A rigid container has both ethane gas (C2H6) and oxygen gas. partial pressure of ethane is 896.8 torr, and the partial pressure of oxygen gas is 2523.2 torr. The volume of the container is 5.84 L...
A rigid container has both ethane gas (C2H6) and oxygen gas.
partial pressure of ethane is 896.8 torr, and the partial pressure of oxygen gas is 2523.2 torr. The volume of the container is 5.84 L and the temperature of the gas mixture is 36.7 degrees Celsius. The mixture is then ignited and allowed to combust. After the combustion, the temperature is brought down to 22.9 degrees Celsius, and enough time is given to allow the water that is produced to condense to a liquid. What mass of water is produced? What is the total pressure in the container after the reaction and condensation of the water? Assume that the water is condensed and totally removed. The remaining gases occupy the entire 5.84 L container.
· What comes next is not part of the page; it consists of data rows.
PR #292, opened 2022-09-19
fix: removed WidgetsFlutterBinding.ensureInitialized() for WEB plugin

saiful-apx:
- This blocks error reporting via runZonedGuarded
- Also this is should be called before calling runApp method via main method


juliansteenbakker:

PR #304, opened 2022-09-26
fix: should check for the raw bytes instead of string, in case of a malformed utf8 string

wolfenrain:
If the QR code contains binary data that is not UTF8 (aka malformed code points) then the `rawValue` will be null. And then the if statement to check if `lastScanned` equals the `rawValue` will never return true as the value never gets set.

So instead of comparing the string representations I changed the code to compare the `Uint8List`, that way the first scan of a malformed QR code will succeed.

### DIFF
--- a/lib/src/mobile_scanner.dart
+++ b/lib/src/mobile_scanner.dart
@@ -66,7 +66,7 @@ class _MobileScannerState extends State<MobileScanner>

There are many steps to this solution. First, we use the information in the problem (and Dalton's Law of Partial Pressure) and the Ideal Gas Law to determine the number of moles of each gas present in the container.
We then compare the number of moles present to the moles required from the balanced chemical reaction for the combustion of ethane to determine which gas, if any is in excess and the amount of carbon dioxide produced..
We can then determine the pressure of the remaining gases by once again applying the Ideal Gas Law.
from the ideal gas law
Moles of ethane = PeV/RT = 0.271 mole
Moles of oxygen = PoV/RT = 0.762 mole
The balanced equation for combustion of ethane is
2C2H6 + 7O2 ---> 4CO2 + 6H20
We see from the number of moles of ethane and oxygen present that all of the oxygen will be consumed leaving behind 0.053 mole of unconsumed ethane and 0.435 mole of Carbon dioxide.
Thus the new pressure will be
Pethane = nRT/V = 167torr
Pco2 = nRT/V = 1376 torr.
Giving a total pressure of 1543 torr.